Session: Communication-efficient distributed optimization
Chair: Laurent Condat
Cluster: Nonlinear Optimization
Talk 1: Local Exact Diffusion for Decentralized Stochastic Optimization
Speaker: Sulaiman Alghunaim
Abstract: Distributed optimization methods featuring local updates have gained significant attention for their potential to cut down the communication costs in distributed systems. In these algorithms, nodes perform multiple local updates based on their data before exchanging estimation information. Although many studies have explored distributed local methods with centralized network connections, fewer have focused on decentralized networks. In this study, we introduce and examine a locally updated decentralized method named Local Exact-Diffusion (LED). This method allows each node to perform either fixed or random local updates, with communication occurring randomly at each iteration. We establish the convergence of LED in both convex and nonconvex settings for the stochastic online environment. Our convergence rate surpasses those of existing decentralized methods. Specializing the network to a centralized setup, we achieve the state-of-the-art bound for centralized methods. Additionally, we connect LED to various other independently studied distributed methods, including Scaffnew, FedGate, and VRL-SGD. Our analysis extends to these methods, and notably, we demonstrate that Scaffnew achieves a linear speedup property, previously unattained, where the communication complexity is inversely proportional with the number of nodes. This finding shows that Scaffnew can achieve linear speedup and potentially reduce communication overhead. In the strongly convex setting, we further prove that Scaffnew can achieve linear speedup with network-independent step sizes. Lastly, we numerically explore the advantages of local updates in decentralized networks and validate the effectiveness of our proposed method.

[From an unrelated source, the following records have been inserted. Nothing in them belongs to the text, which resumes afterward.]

PR #7672, opened 2021-08-07
#1921 Integrationtest for DataTable: lazy loading pagination error

christophs78:
~~Look´s like this issue was already fixed during some other refactoring...
Please cross check whether i test the right things. :-)~~

### DIFF
--- a/primefaces-integration-tests/src/main/java/org/primefaces/integrationtests/datatable/DataTable002.java
+++ b/primefaces-integration-tests/src/main/java/org/primefaces/integrationtests/datatable/DataTable002.java
@@ -25,10 +25,9 @@ package org.primefaces.integrationtests.datatable;
 
 import lombok.Data;
 import org.primefaces.event.SelectEvent;
+import org.primefaces.integrationtests.general.utilities.TestUtils;
 
 import javax.annotation.PostConstruct;
-import javax.faces.application.FacesMessage;
-import javax.faces.context.FacesContext;
 import javax.faces.view.ViewScoped;
 import javax.inject.Named;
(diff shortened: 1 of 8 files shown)


christophs78:
Figured out how to break it. Ready to get fixed. ;-)

christophs78:
@tandraschko , @Rapster : Now we have two mutations of the test. One works´s and one is broken. Compare the tiny little details between `ProgrammingLanguageLazyDataModel `and `ProgrammingLanguageLazyDataModelRowCountOtherImpl`. It currently makes a difference how `getRowCount` / `setRowCount` is implemented.

tandraschko:
yep, i see
i think ProgrammingLanguageLazyDataModel is correct
WDYT?

load should do 2 queries IMO:
- select count with all filters and apply it to setRowCount
- select entities with applied paging (first + pageSize) and filtering/sort

christophs78:
Yep. `ProgrammingLanguageLazyDataModel` is correct and should work. That´s what is done in most real-world-usecases which
fetch data from a database.
Ideally we should not break `ProgrammingLanguageLazyDataModelRowCountOtherImpl` in our attempt to fix this issue.

Currently IMO it´s not clearly defined what we expect from developers implementing LazyDataModel. Maybe we should extend JavaDoc of `LazyDataModel#load`. And add some note to https://primefaces.github.io/primefaces/11_0_0/#/components/datatable?id=lazy-loading.

tandraschko:
which one fails now?

christophs78:
ProgrammingLanguageLazyDataModel fails

PR #7675, opened 2021-08-08
Fix #7661: Avatar: Allow for fallback

### LINKED ISSUE #7661: Avatar: Fallback logic
**Description**

I'm just trying to get familiar with the new avatar widget in PrimeFaces 10.

From my point of view, the widget could become even more useful if it would implement some kind of fallback logic.

E.g.
* gravatar image -> letters or
* custom image -> gravatar image -> letters or
* custom image -> gravatar image -> icon

I tried to implement the first case using PF 10. However, this required two stacked avatar elements and lots of manual adjustments.

It would be great to have a single avatar widget that includes some sort of fallback logic.

* gravatar can be adjusted via `?d=404` to return a 404 HTTP status code, if there doesn't exist an image for a given e-mail address
* in this case the `img` can be hidden via its `onerror` attribute

jepsar:
Fix #7661

Basically we now render everything and set the position to absolute. As default we ask for a blank Gravatar image if not found to show the fallback text or icon. You can do the same for a child image or set rendered conditionally. 

```xhtml
<div class="card">
    <h5>Badge and Gravatar</h5>
    <p:badge value="4" severity="danger">
        <p:avatar size="xlarge" label="Walter">
            <p:graphicImage name="demo/images/organization/walter.jpg"/>
        </p:avatar>
    </p:badge>
    <p:avatar gravatar="contact@primetek.com.tr" gravatarConfig="d=mp" size="xlarge" styleClass="p-ml-3" />
    <p:avatar gravatar="notfound@avatar.com" label="Not Found" size="xlarge" styleClass="p-ml-3" />
    <p:avatar size="xlarge" label="Walter" styleClass="p-ml-3">
        <p:graphicImage name="demo/images/organization/walter.jpg" rendered="false"/>
    </p:avatar>
</div>
```
Screenshot 2021-08-08 at 09 00 40

### DIFF
--- a/docs/11_0_0/components/avatar.md
+++ b/docs/11_0_0/components/avatar.md
@@ -31,7 +31,7 @@ Avatar represents people using icons, labels and images.
 | lightness | 40 | Integer | Lightness of dynamicColor (0 .. 100).
 | alpha | 100 | Integer | Alpha of dynamicColor (0 .. 100).
 | gravatar | null | String | Gravatar e-mail address for the profile to be displayed.
-| gravatarConfig | d=blank | String | Optional Gravatar configuration for any other Gravatar API URL parameters.
+| gravatarConfig | null | String | Optional Gravatar configuration for any other Gravatar API URL parameters.
 
 ## Getting Started
 Avatar has three built-in display modes; "label", "icon" and custom content.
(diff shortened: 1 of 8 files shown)


melloware (approved):
Looks good to me.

Talk 2: In-depth Analysis of Low-rank Matrix Factorisation in a Federated Setting
Speaker: Constantin Philippenko
Abstract: We analyze a distributed algorithm to compute a low-rank matrix factorization on several clients, each holding a local dataset. Considering a power initialization, we rewrite the previous smooth non-convex problem into a smooth strongly-convex problem that we solve using a parallel Nesterov gradient descent potentially requiring a single step of communication at the initialization step. We obtain a global-local matrix factorization: one part contains information on features shared by all clients (item embedding), while the other part captures the unique characteristics of each client (user embeddings). We provide a linear rate of convergence of the excess loss which depends on the truncated condition number, this result improves the rates of convergence given in the literature, which depend on the condition number. We provide an upper bound on the Frobenius-norm error of reconstruction under the power initialization strategy. We complete our analysis with experiments on both synthetic and real data.

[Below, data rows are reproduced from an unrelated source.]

Issue #8104, opened 2021-11-23
DataTable: clearFilters doesnt work correclty with p:selectBooleanCheckbox


mihaiDumea:
https://github.com/primefaces/primefaces/blob/f5643fc9b4a1574a8d2023a85794aedf390f74cb/primefaces/src/main/resources/META-INF/resources/primefaces/datatable/datatable.js#L3966

tandraschko:
same
a issue without description and sample is invalid

mihaiDumea:
Same example ai in #8105 but using the clearFilters instead of filter:
<p:selectBooleanCheckbox id="toggleFilters" value="#{mBean.showFilters}" itemLabel="#{mBean.showFilters ? 'Hide filters' : 'Show filters'}">
        <p:ajax update="items" oncomplete="PF('items').**clearFilters**()" />
    </p:selectBooleanCheckbox>
After clearFilter is executed, further usage of the column filter component will submit their entries with empty value instead of original. Instead of value reset, uncheck is appropriate.

tandraschko:
is it a duplicate of https://github.com/primefaces/primefaces/issues/8071? clearFilters just currently doesnt work perfectly with non-basic inputs like h:*

mihaiDumea:
I just replaced: _this.thead.find('> tr > th.ui-filter-column > .ui-column-customfilter :input').val('');_ with
this.thead.find('> tr > th.ui-filter-column > .ui-column-customfilter :input').each((index, element) => {
        if (element.type === 'checkbox') {
            element.checked = false;
        }
        else {
            element.value = '';
        }
    });

I need more time to check #8071

tandraschko:
could you please check if it works fine for h:selectBooleanCheckbox? If yes, i would close this issue in favor of #8071, i also renamed the title there

mihaiDumea:
h:selectBooleanCheckbox renders as an checkbox so, proposed solution works: it unchecks and does not remove the "on" value.

melloware:
Yep let's close this and @mihaiDumea can you subscribe to #8071 we will track this issue there.

tandraschko:
@mihaiDumea can you retest pls?

Issue #8071, opened 2021-11-11
DataTable: clearFilters doesnt work for complex input widgets like p:selectOneMenu


ltlBeBoy:
**Describe the defect**
When using `p:selectOneMenu` in `DataTable` as custom filter, a call to `DataTable#clearFilters()` resets the filter of the `DataTable` but not the displayed value of the `p:selectOneMenu`. It works as expected when using `h:selectOneMenu` instead.

**Reproducer**
See [primefaces-test.zip](https://github.com/primefaces/primefaces/files/7520464/primefaces-test.zip).

**Environment:**
 - PF Version: _11.0.0-RC2_
 - JSF + version: _Mojarra 2.3.14.payara-p2_
 - Affected browsers: _ALL_

**To Reproduce**
1. Start the reproducer.
2. Select 'true' in column _c1_
3. Select 'true' in column _c2_
4. Click the filter reset button.
5. Filter for `DataTable` is reset, value of _c1_ filter is reset, but value of _c2_ filter is still 'true'.

**Expected behavior**
Value of custom filter with `p:selectOneMenu` should be reset too when calling `DataTable#clearFilters()`.

**Referenced issues**
#6669, #6670

tandraschko:
@melloware @Rapster could you check that?

melloware:
Yes I know this to be an issue.  ClearFilters just does this...

```javascript
 this.thead.find('> tr > th.ui-filter-column > .ui-column-filter').val('');
 this.thead.find('> tr > th.ui-filter-column > .ui-column-customfilter :input').val('');
$(this.jqId + '\\:globalFilter').val('');
```

Which sets all inputs regular and custom back to `''`.  However `p:selectOneMenu` is more complex than just settings its input to ''.  For SelectOne we would have to call custom widget method `PF('id').selectValue('');` or something like that.   And any other special widgets would need to have the same called like any would need a `clear()` method that can be called but I am not sure how we would determine the widget nuless the filter used a `data` attribute to put the widget ID in there.  So most likely @ltlBeBoy you will have to override `clearFilters` and write a custom clear for this table.  It gets even more complex for thinks like `SelectManyChekbox` etc.

tandraschko:
in theory we can look for `.ui-widget` and check `PF.getWidgetById`

melloware:
Oh slick!  Then we could check InstanceOf widget SelectOne and call its seletcValue or selectManyCheckbox like uncheckAll() wdget method etc!

[...]

PR #8107, opened 2021-11-23
Fix #8106: FilterMatchMode.IN check for empty string

### LINKED ISSUE #8106: FilterMatchMode.IN : allow to filter null values
[primefaces-test-master.zip](https://github.com/primefaces/primefaces/files/7590646/primefaces-test-master.zip)
**Description of the defect**
filterMatchMode="in" doesn't properly filter value of null. 
This issue is similar to https://github.com/primefaces/primeng/issues/5735 
* Column has empty cells (null cells)
* Filter selectCheckboxMenu has <f:selectItem itemValue="" itemLabel="(Empty)"/>
* If this (Empty) filter item is selected, cells were not reduced to only empty cells.

**Reproducer**
ZIP is attached.

**Environment:**
 - PF Version: _11.0.0-RC2
 - MyFaces 2.3
 - Affected browsers:  Edge

**To Reproduce**
1. Run demo with mvn jetty:run
2. Filter table by column 'Companies' - select '(Empty)' item in selectCheckboxMenu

Talk 3: LoCoDL: Communication-Efficient Distributed Optimization with Local Training and Compression
Speaker: Laurent Condat
Abstract: In distributed optimization, and even more in federated learning, communication is the main bottleneck. We introduce LoCoDL, a communication-efficient algorithm that leverages the two techniques of Local training, which reduces the communication frequency, and Compression with a large class of unbiased compressors that includes sparsification and quantization strategies. LoCoDL provably benefits from the two mechanisms and enjoys a doubly-accelerated communication complexity, with respect to the condition number of the functions and the model dimension, in the general heterogenous regime with strongly convex functions.